<!--
%\VignetteEngine{knitr::knitr}
%\VignetteIndexEntry{Evaluation}
-->

## Evaluation

The evaluation module is based on the _k-fold cross-validation_ method. A _stratified_ random selection procedure is applied when dividing the _rated items_ of each user into $k$ folds such that each user's ratings are uniformly distributed in each fold, i.e., the number of ratings of each user in any fold differs at most by one. For k-fold cross validation each of the $k$ disjoint fractions of the ratings are used $k-1$ times for training (i.e., $R_{train}$) and once for testing (i.e. $R_{test}$). Practically, ratings in $R_{test}$ are set as missing in the original dataset and predictions/recommendations are compared to $R_{train}$ to compute the  performance measures.

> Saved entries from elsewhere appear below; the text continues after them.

PR #5553, opened 2026-05-21
feat(payment-gated-subs): Apply activation rules on downgrade of a subscription

osmarluz:
## Context

Downgrades create (or mutate) a pending subscription, but `activation_rules` passed in the API params were being ignored on this path — only `CreateService` applied them. Closes that gap as part of payment-gated subs (Milestone 3), keeping behavior consistent with the create flow.

## Description

- `Subscriptions::PlanDowngradeService` now delegates to `Subscriptions::ActivationRules::ApplyService` when `activation_rules` is present in params.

We included many popular performance metrics. These are mean absolute error (MAE), root mean square error(RMSE), Precision, Recall, F1, True and False Positives, True and False Negatives, normalized discounted cumulative gain (NDCG), rank score, area under the ROC curve (AUC) and catalog coverage. RMSE and MAE metrics are computed according to their two variants, user-based vs. global. The user-based variant weights each user uniformly by computing the metric for each user separately and averaging over all users while in the global variant users with larger test sets have more weight.

To evaluate via _rrecsys_ we must start my creating the evaluation model:

```{r, eval=FALSE}
e <- evalModel(smallML, folds = 5)
```
rrecsys addresses the two most common scenarios in Recommender Systems:

* Rating Prediction (e.g. on a scale of 1 to 5 stars), and
* Item Recommendations (e.g. a list of top-N recommended items).

To evaluate the task of Rating Prediction, the command is the following:
```{r, eval=FALSE}
evalPred(e, "ibknn", neigh = 5)
```

To evaluate the task of Item Recommendation, the command is the following:
```{r, eval=FALSE}
evalRec(e, "funk", k = 5, positiveThreshold = 3, topN = 3)
```
The _evalPred_ and _evalRec_ arguments correspond to the arguments of the algorithm that we want to evaluate. _evalRec_, obviously, has the _topN_ argument and two additional arguments. The _positiveThreshold_ that defines a threshold to distinguish between a negative rating and a positive rating. For the rank score metric we need to set the _alpha_ argument, which is the rankings half life.